I’m going to hold off on commenting further until the shorter PEP is in and I can give it a complete read. I also suggest starting another topic as this draft will be different enough to want to make sure it’s surfaced to anyone who has muted this topic already.

1 Like

I don’t mind a reset either; I’m not entirely certain we aren’t debating the same side at this point and just don’t realize it, and I’m starting to get a bit lost myself as to the direct connection with the current PEP :smile:

Right, but I’m not sure how that’s practically possible, both in the current implementations (which only have one static license_files setting) and following the specification in this PEP (which has a static license-files PEP 621 key, and specifies that License-Files must be consistent, and the files preserved, between sdists, wheels and installed projects). And if License-Files is marked static in the sdist per PEP 643, tools shouldn’t be tinkering with it, and otherwise all bets are off anyway. I’m also getting a little lost myself on how this is a blocker to having License-Files

Indeed it does—which is why I’m struggling to understand the practical issue, when both current implementations and the proposed spec appear to preclude the inconsistency between License-Files in the sdist and those actually included in the wheel that could create a possible problem for tools relying on static metadata versus dynamic introspection?
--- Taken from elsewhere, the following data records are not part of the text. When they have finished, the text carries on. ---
PR #119, opened 2022-07-23
#118 Add IsFeatureEnabled function to client

### LINKED ISSUE #118: (Feature Request) Enable passing api.Feature instead of a string to an alternative of IsEnabled

I would like a way to call a variant of IsEnabled that can accept an api.Feature without needing to pull it from the `uc.repository.getToggle(feature)` .

### Background

I have been using this client in a way where I have the api.Feature that needs to be checked and having it retrieved from the repository is adding a few milliseconds of unnecessary latency.

### Solution suggestions

I'm willing to add a variant function of `IsEnabled ` that accepts ` api.Feature` as the first parameter instead of a string.

Advantage:
- Enable more flexibility or control when interfacing with the client.
- More performant use of the `IsEnabled` function for those with access to the `api.Feature` from previous processing.

Drawbacks:
- Would add another public function to the client that could confuse people. (I feel like this is a stretch of a drawback)

courupteddata:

Sorry; since it was based off his concern and attended suggestion, as part of a discussion with you, I wanted to give you both a chance to weigh in if you wanted, but I went ahead and merged it (as you saw). Next up: the license-expressionlicense project source metadata key change.

2 Likes

FYI at this point I’m just waiting for @CAM-Gerlach to tell me he is done with edits and is ready for me to do a thorough review.

3 Likes

@CAM-Gerlach Is the PEP ready for review?